** Opening RECORD EXCERPTS block **

PR #3628, opened 2023-07-06
feat: Cairo Formatter Unwanted Change in Spacing

neotheprogramist:
When formatting the following piece of code using Cairo Formatter, it's observed that an unwanted change in spacing occurs.

***Original Code:***
```cairo
match array_pop_front(ref self) {
    Option::Some(x) => Option::Some(x.unbox()),
    Option::None => Option::None(()),
}
```

***Formatted Code:***
```cairo
match array_pop_front(ref self) {
    Option::Some(x) => Option::Some(x.unbox()),
    Option::None=> Option::None(()),
}
```

Please note that the spacing between Option::None and => is removed in the formatted version, which isn't expected. The spacing in the original code is correct according to the standard formatting guidelines and should not be modified.

- - -
This change is [Reviewable](https://reviewable.io/reviews/starkware-libs/cairo/3628)


gilbens-starkware (commented):
Thanks for the contribution, however, the same issue was fixed in another PR (#3633) which also address another minor issue so we merged it.

> *[Reviewable](https://reviewable.io/reviews/starkware-libs/cairo/3628#-:-NZydawf0VumkeItAPYs:b-2d4vq4)* status: 0 of 12 files reviewed, all discussions resolved

PR #3704, opened 2023-07-18
Add derive for LegacyHash; Resolves #3684

### LINKED ISSUE #3684: feat: using composite types as map keys
# Feature Request

It would be awesome if there was an automagical way how we could use custom composite types as keys in `LegacyMap`.

For example, I have this type:

```rust
struct Pool {
    tokenA: ContractAddress,
    tokenB: ContractAddress,
    fee: u128
}
```

and I want to use it as a key in a storage variable, e.g. `is_enabled: LegacyMap<Pool, bool>`.

**Describe Preferred Solution**

I think the best solution would be if there was a something like a `MapKey` trait that would transform the type into a `felt252` by hashing all its members, which could then be used in the `LegacyMap`. This should, of course, be automatically implemented by the Starknet plugin via a derive arg:

```rust
trait MapKey<T> {
    fn as_map_key(self: T) -> felt252;
}

#[derive(MapKey)]
struct Pool {
    tokenA: ContractAddress,
    tokenB: ContractAddress,
    fee: u128
}

//
// MapKey derive would create an impl block of MapKey<Pool>, e.g.
//

impl PoolMapKeyImpl of MapKey<Pool> {
    fn as_map_key(self: Pool) -> felt252 {
        let mut members: Array<felt252> = Default::default();
        members.append(self.tokenA.into());
        members.append(self.tokenB.into());
        members.append(self.fee.into());

        poseidon_hash_span(members.span())
    }
}

//
// and then in my contract
//

fn disable_pool(ref self: ContractState, pool: Pool) {
    self.is_enabled.write(pool, false);
}
```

** Closing RECORD EXCERPTS block **

DIRECTIONS:
The answer must consist solely of the number of lines in the entries that contain the word "Formatter".

SOLUTION FOR THIS TASK:
2